At NIU, the Kambiches have established an endowment fund, called "Education for Peace," in the College of Education.  Over the years, Carolyn and her daughter Lisa have provided workshops for NIU students and faculty members at their Montessori school sites as well at the NIU campus.  They have provided a set of Montessori didactic materials for NIU student use, as well as working with the Association of Illinois Montessori Schools to provide the NIU library with Montessori books and videos.

Serving on the NIU Foundation’s Red and Black Committee to raise funds for student scholarships was always a fun event.

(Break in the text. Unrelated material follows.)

PR #604, opened 2018-01-30
Remove auto value for rubyAlign (#249).

### LINKED ISSUE #249: NR is less than NB and NB is equal to 1
10.2.34 tts:rubyAlign
https://www.w3.org/TR/2016/WD-ttml2-20161117/#style-attribute-rubyAlign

Even with all the amazing service Kambich has provided over her lifetime, being honored with the F.R. Geigle Award comes as a surprise.
 

“I am honored and humbled. I don’t think of doing anything for the recognition," she said. "I’ve just gone about living my life, and I’ve been amazed when I look back to see where the 'yellow brick road' has taken me. When I was a child, I didn’t even imagine going to college. It didn’t occur to me that I would travel the world, visit six continents, and be able to help people in these ways. I am inspired to see the goodness in people. I am grateful for the support of family and friends. While our Montessori schools were to serve our children and the community, our four grandchildren have benefited from Montessori at the Elementary School level, as well, and graduated from college. Now, we will see what unique service they will bring to the world. It’s exciting and amazing how life unfolds while simply being present and living in the Spirit!”